= What you have to do =
For the listing below, return the line containing "the release burden.", the line containing "- Also fix rust", and all lines in between, exactly as written and nothing else.

>>

PR #220, opened 2025-10-12
Allow PHP 8.1

TimWolla:
|    Q          |   A
|-------------- | ------
| Documentation | no
| Bugfix        | no
| BC Break      | no
| New Feature   | not really
| RFC           | no
| QA            | no

### Description

PHP 8.1 will not be EOL until December 31st and the code still is trivially compatible with PHP 8.1. Re-add support for PHP 8.1 for 3.8.x to give users one branch with additional flexibility to support a wide(r) range of PHP versions.


Xerkus:
Support for 8.1 is dropped at the same time as we add support for 8.5
 
https://github.com/laminas/technical-steering-committee/blob/main/meetings/minutes/2025-10-06-TSC-Minutes.md#adding-85-support-everywhere

> The TSC members decided in an asyncronous poll that once PHP 8.5 support will be released in a package, the support for 8.1 will be removed in the same PR. In order to have only 4 PHP versions in composer.json, and reduce the release burden.

8.1 support is available in the previous version if you need it.

PR #230, opened 2026-07-19
Allow HTTP/3 protocol versions

masakielastic:
## Description

Update protocol version validation to accept HTTP/3 protocol versions.

`MessageTrait::validateProtocolVersion()` currently accepts the following values:

* `1.0`
* `1.1`
* `2`
* `2.0`

However, passing `3` to `withProtocolVersion()` results in an `InvalidArgumentException`.

This change adds support for both `3` and `3.0`, following the existing handling of HTTP/2.

### DIFF
--- a/test/MessageTraitTest.php
+++ b/test/MessageTraitTest.php
@@ -46,6 +46,8 @@ final class MessageTraitTest extends TestCase
             '1-without-minor'      => ['1'],
             '1-with-invalid-minor' => ['1.2'],
             '1-with-hotfix'        => ['1.1.1'],
+            '3-with-invalid-minor' => ['3.1'],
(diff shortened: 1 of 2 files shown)


froschdesign:
@weierophinney @Xerkus 
Can you spot any problems?

test/MessageTraitTest.php
```diff
@@ -65,6 +67,7 @@ public static function validProtocolVersionProvider(): array
             '1.1' => ['1.1'],
             '2'   => ['2'],
             '2.0' => ['2.0'],
+            '3.0' => ['3.0'],
```
weierophinney, line 70: Please add a test for "3" as well. But with that in place, I'm 👍

weierophinney (changes requested):

PR #327, opened 2026-02-11
Fix lru cache entries missing next

tjpalmer:
- The lru cache bug happened to me when I had duplicated definitions in a module
- Also fix rust translator crash on bad imports

### DIFF
--- a/common/src/commonTest/kotlin/lang/temper/common/LruCacheTest.kt
+++ b/common/src/commonTest/kotlin/lang/temper/common/LruCacheTest.kt
@@ -34,7 +34,7 @@ class LruCacheTest {
 private fun churnCache(
     prng: Random,
     maxSize: Int,
-    randUntil: Int
+    randUntil: Int,
 ): Pair<MutableMap<Int, String>, MutableList<Int>> {
     val keys = mutableListOf<Int>()
     val lruCache = lruCacheWithSize<Int, String>(maxSize = maxSize)


be-rust/src/commonMain/kotlin/lang/temper/be/rust/RustTranslator.kt
```diff
@@ -222,7 +222,7 @@ class RustTranslator(
 
     private fun preprocessImports() {
         imports@ for (import in module.imports) {
-            val externalName = import.externalName.name as ExportedName
+            val externalName = import.externalName.name as? ExportedName ?: continue@imports
             val export = (externalName.origin as? ModuleNamingContext)?.owner?.exportMatching(externalName)
             val name = import.localName?.name ?: continue@imports
```
tjpalmer, line 227: The above crashed on a case trying to use a non-exported symbol from another module.

common/src/commonMain/kotlin/lang/temper/common/LruCache.kt
```diff
@@ -25,9 +26,13 @@ private class LruCache<K, V>(private val maxSize: Int) : MutableMap<K, V> {
             } else {
                 last = oldPrev
             }
+            // Plug in e as new last.
             e.next = null
             e.prev = oldLast
             last = e
+            oldLast.next = e
```
tjpalmer, line 33: This line is the fix. Without this, lots of entries had `next` of `null`, which apparently only rarely matters for us.

common/src/commonMain/kotlin/lang/temper/common/LruCache.kt
```diff
@@ -25,9 +26,13 @@ private class LruCache<K, V>(private val maxSize: Int) : MutableMap<K, V> {
...
+            // And if it's lonely, also as the first.
+            // (Although it presumably would already have been last in this case.)
             if (first == null) {
                 first = e
             }
```
tjpalmer, line 38: Also added comments to help understand the flow better.

common/src/commonTest/kotlin/lang/temper/common/LruCacheTest.kt
```diff
@@ -31,4 +23,28 @@ class LruCacheTest {
             assertEquals("$key", lruCache[key])
         }
     }
+
+    @Test
+    fun edginess() = withRandomForTest { prng ->
+        // This case that increases repetition was just plain crashing before.
+        churnCache(prng, maxSize = 3, randUntil = 10)
+    }
```
tjpalmer, line 31: I had trouble constructing a short simple case to cause the crash, but this one does it. I probably could have constructed something explicit if I thought harder about it.

Example crash from before the fix:

```kt
java.lang.NullPointerException
	at lang.temper.common.LruCache.moveToEnd(LruCache.kt:15)
	at lang.temper.common.LruCache.put(LruCache.kt:81)
	at lang.temper.common.LruCacheTestKt.churnCache(LruCacheTest.kt:44)
	at lang.temper.common.LruCacheTestKt.access$churnCache(LruCacheTest.kt:1)
	at lang.temper.common.LruCacheTest.edginess$lambda$4(LruCacheTest.kt:30)
	at lang.temper.common.RandomForTestKt.withRandomForTest(RandomForTest.kt:36)
	at lang.temper.common.RandomForTestKt.withRandomForTest(RandomForTest.kt:24)
	at lang.temper.common.LruCacheTest.edginess(LruCacheTest.kt:28)
```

<<

= Exercise answer =
> The TSC members decided in an asyncronous poll that once PHP 8.5 support will be released in a package, the support for 8.1 will be removed in the same PR. In order to have only 4 PHP versions in composer.json, and reduce the release burden.

8.1 support is available in the previous version if you need it.

PR #230, opened 2026-07-19
Allow HTTP/3 protocol versions

masakielastic:
## Description

Update protocol version validation to accept HTTP/3 protocol versions.

`MessageTrait::validateProtocolVersion()` currently accepts the following values:

* `1.0`
* `1.1`
* `2`
* `2.0`

However, passing `3` to `withProtocolVersion()` results in an `InvalidArgumentException`.

This change adds support for both `3` and `3.0`, following the existing handling of HTTP/2.

### DIFF
--- a/test/MessageTraitTest.php
+++ b/test/MessageTraitTest.php
@@ -46,6 +46,8 @@ final class MessageTraitTest extends TestCase
             '1-without-minor'      => ['1'],
             '1-with-invalid-minor' => ['1.2'],
             '1-with-hotfix'        => ['1.1.1'],
+            '3-with-invalid-minor' => ['3.1'],
(diff shortened: 1 of 2 files shown)


froschdesign:
@weierophinney @Xerkus 
Can you spot any problems?

test/MessageTraitTest.php
```diff
@@ -65,6 +67,7 @@ public static function validProtocolVersionProvider(): array
             '1.1' => ['1.1'],
             '2'   => ['2'],
             '2.0' => ['2.0'],
+            '3.0' => ['3.0'],
```
weierophinney, line 70: Please add a test for "3" as well. But with that in place, I'm 👍

weierophinney (changes requested):

PR #327, opened 2026-02-11
Fix lru cache entries missing next

tjpalmer:
- The lru cache bug happened to me when I had duplicated definitions in a module
- Also fix rust translator crash on bad imports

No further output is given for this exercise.